# your favorite Spring Classic



## Moonnerd (Feb 18, 2012)

What is your favorite Spring Classic, and why?


----------



## davidka (Dec 12, 2001)

Flanders. Cobbles, narrow twisty roads and it's ridden with the intensity of a 2hr criterium.


----------



## burgrat (Nov 18, 2005)

Paris-Roubaix. I love that it's flat and just pure attrition. We are overdue for a muddy one. I can't wait for the next 2 weeks. Flanders is a close 2nd for me.


----------



## Cinelli 82220 (Dec 2, 2010)

Paris Roubaix. Nothing else compares.

Anyone can ride the route of most races. Very few could ride the route of Paris Roubaix.


----------



## kbiker3111 (Nov 7, 2006)

Roubaix is obviously the most selective. Flanders is exciting. Omloop is first. My favorite is Milan San Remo. The scenery is gorgeous, its so long that the finish is always unpredictable and the last 10 km are the most thrilling of the year.


----------



## Moonnerd (Feb 18, 2012)

Thanks. Paris-Roubaix has always been my favorite, with Milan-San Remo second. But the Belgian races are really growing on me. And I love the Strade Bianche even though its a new race.


----------



## atpjunkie (Mar 23, 2002)

*Ronde*

always, the bergs/muurs just make it a better race than Roubaix (my #2 and really close) then probably L-B-L, then Amstel, then MSR. Heck I'd put minor classics like Fleche Wallone ahead of MSR and Gent Wevelgem close. MSR is typically a snooze fest. Break gets caught, finishes in a bunch sprint, repeat


----------



## Creakyknees (Sep 21, 2003)

what ATP said... though my favorite of the Monuments is Lombardia... just so beautiful.


----------



## davidka (Dec 12, 2001)

Creakyknees said:


> what ATP said... though my favorite of the Monuments is Lombardia... just so beautiful.
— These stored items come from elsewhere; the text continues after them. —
PR #392, opened 2017-05-10
null check on migrator

### LINKED ISSUE #391: fatal error when running php artisan migrate:status
i get the following error on running artisan migrate:status
```
  [Symfony\Component\Debug\Exception\FatalThrowableError]  
  Call to a member function getAddon() on null   
```
this traces back to
https://github.com/anomalylabs/streams-platform/blob/master/src/Database/Migration/MigrationRepository.php#L29

The problem is that it doesn't check if migrator is still null.

mjrider:
check if migrator is null, and handle it correctly
fixes #391 
note: the fix was testen in an local vagrant box, but copy/pasted into the github editor

### DIFF
--- a/src/Database/Migration/MigrationRepository.php
+++ b/src/Database/Migration/MigrationRepository.php
@@ -26,7 +26,7 @@ class MigrationRepository extends DatabaseMigrationRepository
      */
     public function getRan($namespace = null)
     {
-        if ($addon = $this->migrator->getAddon()) {
+        if ($this->migrator !== null && $addon = $this->migrator->getAddon()) {
             return $this->table()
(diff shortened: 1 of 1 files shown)


RyanThompson:
Where / how did you run into this?

mjrider:
in an pyrocms installation, with custom addon/module/extentions(not sure about the right term) provided by an externe webdevelopment company.

after running the php artisan install, checking the migration status failed

RyanThompson:
I am going to take a look at an alternative for this. I feel like it shouldn't get here if things haven't been fulfilled prior.

RyanThompson:
Thanks for the heads up though!

PR #395, opened 2017-05-12
Return void for all EntryObserver events

mattcdavis1:
Returning a non-void value was causing issues with venturecraft/revisionable and is unneeded for any Pyro functionality.


RyanThompson:
Thanks Matt!

PR #396, opened 2017-05-12
Hotfix trans choice

agustindidiego:
trans_choice and trans_exists Twig Functions are throwing exceptions because $this->translator is not instantiated.


RyanThompson:
Doh!

PR #401, opened 2017-05-21
Add functionality for overriding entry stubs

mattcdavis1:
Per our slack discussion this pull request adds functionality so that entry stubs and entry stub data are overridable via an `entry.generating` event.  There was a number of different potential ways to handle this.  For example, another option would be to create an event class and use the return response (if provided) to override $data or $templatePath.  The approach i used seemed a bit cleaner because there's no "if this then that" logic - the `$config->get({item})` value is used in all cases.  

Additionally, i added a few values to the entry data configuration for future use (since entry.stub is outside the scope of this repo).  These items are: 'use', 'extends', 'traits', 'properties' and 'methods';  These extra options will reduce the probability of needing to replace the whole stub as you can do just about anything with those string replacements available.

Sample event handler might look like this:

```php
<?php namespace Datacode\DatacodeModule\Listeners\Entry;

use Anomaly\Streams\Platform\Stream\Contract\StreamInterface;
use Anomaly\Streams\Platform\Support\Collection;

class Generating
{
    public function handle(StreamInterface $stream, Collection $config)
    {
        $data = $config->get('data');

        $data['title'] = 'My Special Title';

        $config->put('data', $data);

        $config->put('templatePath', resource_path('stubs/entry.stub'));
    }
}
```


RyanThompson:
Sorry this took so long! But did it a little different: https://github.com/anomalylabs/streams-platform/commit/39bf026e502e181dee7044f6e71b25b04ae066b3

mattcdavis1:
great - thanks!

Indeed. That one should be moved to an earlier slot in the year to bring in more talent in better form. Same with Worlds and the Vuelta (though I don't know how to make the last one fit).


----------



## Chainstay (Mar 13, 2004)

I like Milan San Remo, because it's the first, it has an Italian flair and it is wide open as to what kind of riders can win in any given year.


----------



## atpjunkie (Mar 23, 2002)

*Lombarida*



Creakyknees said:


> what ATP said... though my favorite of the Monuments is Lombardia... just so beautiful.
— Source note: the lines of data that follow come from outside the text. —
PR #402, opened 2017-05-25
Remember locale using localStorage

benrogmans:
For ease of use and to avoid confusion when users edit a page in a specific language and click 'update' in between.

### DIFF
--- a/resources/js/form/translations.js
+++ b/resources/js/form/translations.js
@@ -24,5 +24,7 @@ $(function () {
         localStorage.setItem('formTranslations', locale);
     });
 
-    $('[data-toggle="lang"][lang="' + localStorage.getItem('formTranslations') + '"]').first().click();
+    $(document).ready(function(){
+        $('[data-toggle="lang"][lang="' + localStorage.getItem('formTranslations') + '"]').first().click();
+    });
 });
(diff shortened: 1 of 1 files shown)


RyanThompson:
Thanks a ton! Nice little feature ^_^

Piterden:
Are there nested event listeners, or it's just my imagination?

RyanThompson:
How do you mean?

Piterden:
I mean `$(function ());` statement is actually, an alias to document ready event. We don't need to write another listener inside its callback function.

Piterden:
https://github.com/benrogmans/streams-platform/pull/1

Piterden:
Proof: https://api.jquery.com/jQuery/#jQuery3

Piterden:
Also, not be much excepted to check for availability and efficiency of localStorage in global namespace.
Suppose, the most right way would be writing of sessionStorage fallback, including the same check.

RyanThompson:
Ahh I see - good thinking we can clean those all up in a separate commit.

Piterden:
Ben could merge my PR, maybe it would be simpler?

benrogmans:
Done and created a new PR for the base repo

Piterden:
Thanks, Ben)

is beautiful. I didn't mention it because it is a fall classic


----------



## atpjunkie (Mar 23, 2002)

*you feeling okay?*



Chainstay said:


> I like Milan San Remo, because it's the first, it has an Italian flair and it is wide open as to what kind of riders can win in any given year.


15 years, 4 non sprinter wins

1997 Erik Zabel (GER)	Team TelekomSPRINTER
1998 Erik Zabel (GER)	Team Telekom SPRINTER
1999 Andrei Tchmil (BEL)	Lotto-Mobistar Classics Hard man
2000 Erik Zabel (GER)	Team Telekom SPRINTER
2001 Erik Zabel (GER)	Team Telekom SPRINTER
2002 Mario Cipollini (ITA)	Acqua & Sapone-Cantina Tollo SPRINTER
2003 Paolo Bettini (ITA)	Quick Step-Davitamon classics guy with good kick, won small sprint
2004 Óscar Freire (ESP)	Rabobank SPRINTER
2005 Alessandro Petacchi (ITA)	Fassa Bortolo SPRINTER
2006 Filippo Pozzato (ITA)	Quick Step-Innergetic Classics guy who snuck off while other riders watched his Sprinter team mat
2007 Óscar Freire (ESP)	Rabobank SPRINTER
2008 Fabian Cancellara (SUI)	Team CSC Classics guy who pipped the sprinters
2009 Mark Cavendish (GBR)	Team Columbia-High Road SPRINTER
2010 Óscar Freire (ESP)	Rabobank SPRINTER
2011 Matthew Goss (AUS)	HTC-Highroad SPRINTER
2012 Simon Gerrans (AUS)	GreenEDGE SPRINTER (correction Classics Guy)


----------



## nathanbal (Feb 23, 2009)

simon gerrans is definitely NOT a sprinter!


----------



## il sogno (Jul 15, 2002)

Flanders.


----------



## kbwh (May 28, 2010)

Roubaix. The first race I ever really saw. And it's frickin' dangerous!
Second La Primavera. So beautiful, fast and suspenseful. atpjunkie's list is flawed as it mixes all rounders who can sprint with pure sprinters.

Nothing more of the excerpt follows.